Closely following Civil War as Dr. Strange, a movie featuring Benedict Cumberbatch and his American accent (which I really didn’t think was as bad as others said). I vaguely remember being excited to see the film, but have no recollection of seeing it the first time. I have, however, watched it multiple times since. It’s one of my favorite Marvel films, and an easy one to put on for casual viewing. It ties in easily with the other films, but also works well as a stand-alone film and hopefully the second will as well.
I’m going to start a bit backwards here, by discussing the end credit scenes first. The first end credit scene features Thor sitting in the New York Sanctum with Dr. Strange discussing why he brought Loki to Earth. They’re looking for his father, and we’re led to believe that Dr. Strange plays a larger role in Thor Ragnarok. While this isn’t true, it’s still a strong way to connect Dr. Strange to the Avengers. The second end credit scene is where I have some confusion. Mordo goes to take magic away from a former student of Kamar-Taj, which I don’t understand. He believes there are too many sorcerers in the world, but I don’t see the harm in the person using his magic to be able to walk? Also, how will it tie in with future films? From what I’ve heard and seen, the next Dr. Strange film has a lot to do with the Wanda Vision show, and somewhat the next Spider-man film, so what is Mordo’s connection?
Some easter-eggs! We’ve haven’t had those in a few films because for the most part, they’ve been direct tie-ins to other films or are too vague for a general audience. This film contains a variety of magical relics that only hard-core comic book fans would recognize, so I won’t go over them, but it does have some other, more obvious things! While this may count as a tie-in, there are several scenes in which the Avengers tower can be seen in the New York skyline. Stan Lee’s cameo is on a bus, reading a book when Strange and Mordo crash into the bus, in the mirror dimension of course. Here’s a fun surprise you may not know, Benedict Cumberbact also played and voiced Dormammu. He’s pretty good at playing the larger-than-life villain (Smaug). Finally, we see a new Infinity Stone, the Time Stone. While Dr. Strange may not know what this stone is, we sure do!
Dr. Stephen Strange is a hugely successful doctor and an egotistical ass. My mother defined him as having a “god-complex,” which is accurate. He can’t image life without his work, and doesn’t take patients that may tarnish his reputation. However, a serious crash forces him to reexamine the way he treats other people and what his purpose is in life. He went to Kamar-Taj to heal his hands, and stayed because he discovered he not only had a gift for the magical arts, he found his true purpose. This does not come struggle free of course, and I think the film did an excellent job showing his moments of progress, however small.

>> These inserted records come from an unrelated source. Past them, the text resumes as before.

PR #58, opened 2019-02-11
update gardenctl logs command

KristianZH:
With this PR the `gardenctl logs` command will be able to take the logs both from `kubectl` and `elasticsearch`. There are several new flags we can use in the command:
`--elasticsearch`(For getting the logs from elasticsearch)
`--tail=X`(Getting the last X logs)
`--since=Xs/m/h`(Getting the logs from last X seconds/minutes/hours)
`--since-time=RFC3339-format`(Getting the logs from after the specified time)

CC: @ialidzhikov @vlvasilev @vlerenc @vpnachev @plkokanov

### DIFF
--- a/cmd/logs.go
+++ b/cmd/logs.go
@@ -15,9 +15,11 @@
 package cmd
 
 import (
+	"encoding/json"
 	"fmt"
 	"os"
 	"strings"
+	"time"
 
 	metav1 "k8s.io/apimachinery/pkg/apis/meta/v1"
 	"k8s.io/client-go/kubernetes"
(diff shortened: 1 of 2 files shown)


cmd/logs.go
```diff
@@ -140,16 +185,63 @@ func logPod(toMatch string, toTarget string, container string) {
...
+	if container != "" {
+		container = " -c " + container
+	}
 	pods, err := Client.CoreV1().Pods(namespace).List(metav1.ListOptions{})
 	checkError(err)
 	for _, pod := range pods.Items {
 		if strings.Contains(pod.Name, toMatch) {
-			err := ExecCmd(nil, "kubectl logs --tail="+numberOfLines+" "+pod.Name+container+" -n "+namespace, false, "KUBECONFIG="+KUBECONFIG)
+			err := ExecCmd(nil, buildKubectlCommand(namespace, pod.Name, container), false, "KUBECONFIG="+KUBECONFIG)
+			fmt.Println(buildKubectlCommand(namespace, pod.Name, container))
```
vlvasilev: this must run only for debugging purpose.

cmd/logs.go
```diff
@@ -140,16 +185,63 @@ func logPod(toMatch string, toTarget string, container string) {
...
 			checkError(err)
 		}
 	}
 }
 
+func showLogsFromElasticsearch(namespace, toMatch, container string) {
+	commands := buildElasticsearchCommands(namespace, toMatch, container)
+	fmt.Println()
```
vlvasilev: what is this for?

cmd/logs.go
```diff
@@ -140,16 +185,63 @@ func logPod(toMatch string, toTarget string, container string) {
...
+}
+
+func buildKubectlCommand(namespace, podName, container string) string {
+	var command strings.Builder
+	command.WriteString(fmt.Sprintf("kubectl logs %s%s -n %s ", podName, container, namespace))
+	if flags.tail != -1 {
+		command.WriteString(fmt.Sprintf("--tail=%d ", flags.tail))
+	}
+	if flags.sinceSeconds != -0 {
+		command.WriteString(fmt.Sprintf("--since=%ds ", flags.sinceSeconds/1000000000))
```
vlvasilev: Can we just use flags.sinceSeconds.Seconds()?

cmd/logs.go
```diff
@@ -371,3 +463,158 @@ func logsDNS() {
...
+	sb.WriteString("]}")
+	return sb.String()
+}
+
+func newRequestQuery(from, size int, r rng, sources []string, terms []term) *requestQuery {
+	q := new(requestQuery)
+	q.BoolQuery.rng = r
+	q.BoolQuery.term = append(q.BoolQuery.term, terms...)
+	q.From = int64(from)
+	q.Size = int64(size)
```
vlvasilev: q.Size can't exceed 10000. Why is int64

cmd/logs.go
```diff
@@ -26,106 +28,149 @@ import (
 	"github.com/spf13/cobra"
 )
 
+const (
+	maxEsLogsPerQuery     = 10000
+	fourteenDaysInSeconds = 60 * 60 * 24 * 14
+)
+
 // numberOfLines of logfile to return
 var numberOfLines = "400"
```
ialidzhikov: @DockToFuture , @KristianZH what is the purpose of this? Do we still need it as now we have a `--tail` param?

cmd/logs.go
```diff
@@ -371,3 +461,158 @@ func logsDNS() {
...
+				Timestamp time.Time `json:"@timestamp"`
+				Log       string    `json:"log"`
+				Severity  string    `json:"severity"`
+				Source    string    `json:"source"`
+			} `json:"_source"`
+		} `json:"hits"`
+	} `json:"hits"`
+}
+
+type rng struct {
```
ialidzhikov: You could give a better name. Maybe `range` is a better name (if rng means range in your context)?

cmd/logs.go
```diff
@@ -140,16 +185,61 @@ func logPod(toMatch string, toTarget string, container string) {
...
+			err := ExecCmd(nil, buildKubectlCommand(namespace, pod.Name, container), false, "KUBECONFIG="+KUBECONFIG)
 			checkError(err)
 		}
 	}
 }
 
+func showLogsFromElasticsearch(namespace, toMatch, container string) {
+	commands := buildElasticsearchCommands(namespace, toMatch, container)
+	for _, command := range commands {
+		output, err := ExecCmdReturnOutput("bash", "-c", fmt.Sprintf("export KUBECONFIG=%s; %s", KUBECONFIG, command))
```
ialidzhikov: Isn't possible to pass the path to kubeconfig with the `--kubeconfig` param of kubectl?

cmd/logs.go
```diff
@@ -26,106 +28,149 @@ import (
...
+			validateArgs(args)
+			validateFlags(flags)
+		},
+		Run: func(cmd *cobra.Command, args []string) {
+			runCommand(args)
+		},
+		ValidArgs: []string{"gardener-apiserver", "gardener-controller-manager", "ui", "api", "scheduler", "controller-manager", "etcd-operator", "etcd-main", "etcd-events", "addon-manager", "vpn-seed", "vpn-shoot", "auto-node-repair", "dashboard", "prometheus", "grafana", "alertmanager", "tf"},
+		Aliases:   []string{"log"},
+	}
+	cmd.Flags().Int64Var(&flags.tail, "tail", flags.tail, "Lines of recent log file to display. Defaults to 100 with no selector, showing all log lines otherwise 10, if a selector is provided.")
```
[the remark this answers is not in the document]
vpnachev: Generally, I do not like the default value to be the default value of the data type. So I recommend the default values of the flags to be explicitly set.

cmd/logs.go
```diff
@@ -26,106 +28,149 @@ import (
...
+	cmd.Flags().DurationVar(&flags.sinceSeconds, "since", flags.sinceSeconds, "Only return logs newer than a relative duration like 5s, 2m, or 3h. Defaults to all logs. Only one of since-time / since may be used.")
+	cmd.Flags().StringVar(&flags.sinceTime, "since-time", flags.sinceTime, "Only return logs after a specific date (RFC3339). Defaults to all logs. Only one of since-time / since may be used.")
+	cmd.Flags().BoolVar(&flags.elasticsearch, "elasticsearch", flags.elasticsearch, "Show logs from elasticsearch")
```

We see the full brunt of his ego when he yells at Christine while she’s trying to help him, and slowly watch him realize what an ass he was. He even apologizes and is fully aware of how horrible he was to her. One moment I wish they kept in was him helping an injured dog in the streets of India. This is why he gets let into Kamar-Taj, and this is the first moment we see him care for another life that isn’t his own.
There are some other significant characters as well. Christine Palmer, a doctor, former lover, and somewhat friend of Strange’s. The Ancient-One, who trains him in the magical ways but is drawing power from the Dark Dimension. Kaecilius, a master turned Zealot who believes Dormammu will unite the universe in the eternal one. Wong, the book-keeper with a very particular sense of humor. And Mordo, a strong follower of the natural law who turns somewhat evil in the end when Strange breaks these laws to save the world. None of these characters had major development, but they did add to the film and to Strange’s development.
Overall, this is an incredible film. It has some strong character growth, freaky yet fun visuals, funny moments, and a good story. I would highly recommend watching it, but be warned, you might get dizzy at points! This one was a bit harder to review because I genuinely enjoy every aspect of it, and found it difficult to analyze Strange beyond his journey within the film. I believe there is much more to him that we’ll learn about in the future films, but for now we only know the basics.